After opening an `.etrecord` graph, click `Add per-node data`, select
`ETDump Profiling Overlay`, upload an `.etdp` or `.etdump` file, and run the
provider. The overlay maps runtime latency metrics onto matching ETRecord graph
nodes. See the
[ETDump data provider documentation](https://github.com/arm/etdump-data-provider-model-explorer)
for details and mock artifact tooling.

## Development

Install the package in editable mode, then run the test suite with pytest:

```bash
scripts/install-editable.sh
scripts/test-all.sh
```

For coordinated development across all leaf repos, keep the adapter repositories
as sibling checkouts and install them in editable mode before the umbrella
package:

```bash
scripts/install-local-adapters.sh
```

The umbrella wheel uses the package versions pinned in `pyproject.toml`.
Local adapter checkouts are for multi-repo development and adapter-specific
testing; they are not the release pin.

Run adapter-specific tests from each adapter repository root so their local
fixtures and pytest configuration are resolved correctly.

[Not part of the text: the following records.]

Issue #563, opened 2020-01-13
Font size of Title reduces in fototoon activity


sarthak-g:
Font size of Title( only after applying all three color, bold, italic) reduces in fototoon activity on adding objects from datastore. See below:
![ezgif com-video-to-gif(3)](https://user-images.githubusercontent.com/42293606/72277732-77041680-3658-11ea-9ec8-fc3d9b4f4119.gif)

s-mag:
Moreover the buttons does not work afterwards...
See here
![ezgif com-video-to-gif (9)](https://user-images.githubusercontent.com/44548987/72332532-3223c280-36e0-11ea-8bdb-2aabbb8139b5.gif)

sarthak-g:
> 
> 
> Moreover the buttons does not work afterwards...
Yeah, I forgot to mention that

llaske:
Interesting. Very strange.

anshuldutt21:
Hi , I would like to work on this issue.

llaske:
Fixed in https://github.com/llaske/sugarizer/pull/587

PR #578, opened 2020-01-26
Fixed #575 (Improvement of text palette)

### LINKED ISSUE #575: Improve design of Text Palette in Fototoon activity
The Bold and Italic buttons should get highlighted when selected so that the user knows that the text is selected bold or italics. Same can be done for the color codes. It can solved by doing minor changes in the toon.js file.

ezgif com-video-to-gif

sarthak-g:
fixed issue #575


sarthak-g:
I encounter 2 bug in this pr.
I will commit soon after upgrading.

llaske:
Hmmm. It look like it don't work when both Bold and Italic is selected.
See the video below:

Peek 26-01-2020 16-53

Could be related to https://github.com/llaske/sugarizer/issues/563

sarthak-g:
Yeah, it's because of #563 
In video below, I printed whether box selected has text in italic or normal on first line and similarly bold or normal on second line.
When we come back to first page then only bold property is present.
ezgif com-video-to-gif(4)

llaske:
Nice. Thanks.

Development dependency groups are declared in `pyproject.toml` for test,
coverage, lint, type-checking, and build tools.

### CI

Pull requests and pushes to `main` run the aggregate CI workflow. It
installs this package in editable mode, then runs Ruff, Pyright, and the
aggregate pytest suite. The workflow also builds a wheel after tests pass.

Pushes to `main` publish an internal development build to the configured
internal PyPI/Artifactory repository. Release tags matching `v*.*.*` publish to
public PyPI and create a GitHub release.

Use the `Trigger Release` workflow to cut a release from the private repository.
It calculates the next version with git-cliff, updates `pyproject.toml`, pushes
the version bump commit, and pushes the release tag. The tag push then triggers
the publish path.

### Dependency update policy

This repository pins the three adapter/provider packages in `pyproject.toml`.
By default, update those dependency versions only when a leaf package is
released, not after every merge to a leaf repository.

Use the helper script for local dependency pin updates:

```bash
python scripts/update-dependency-pin.py etrecord-adapter-model-explorer v0.2.0
```

The same update can be automated through the `Update dependency pin` workflow.
Leaf release workflows can trigger it with a `repository_dispatch` event named
`update-dependency` and a payload containing `dependency` or `name`, plus
`version` or `tag`. The workflow also accepts the old `update-submodule`
dispatch name for compatibility, but it now updates `pyproject.toml`.

## Trademark Notice

This project uses some of the Arm product, service, or technology trademarks,
as listed in the [Trademark List](https://www.arm.com/company/policies/trademarks/arm-trademark-list),
in accordance with the Arm [Trademark Use Guidelines](https://www.arm.com/company/policies/trademarks/guidelines-trademarks).

Subsequent uses of these trademarks throughout this repository do not need to
be prefixed with the Arm word trademark.

## Contributions

We are not accepting direct contributions at this time. If you have feedback or
feature requests, please use the repository issues section.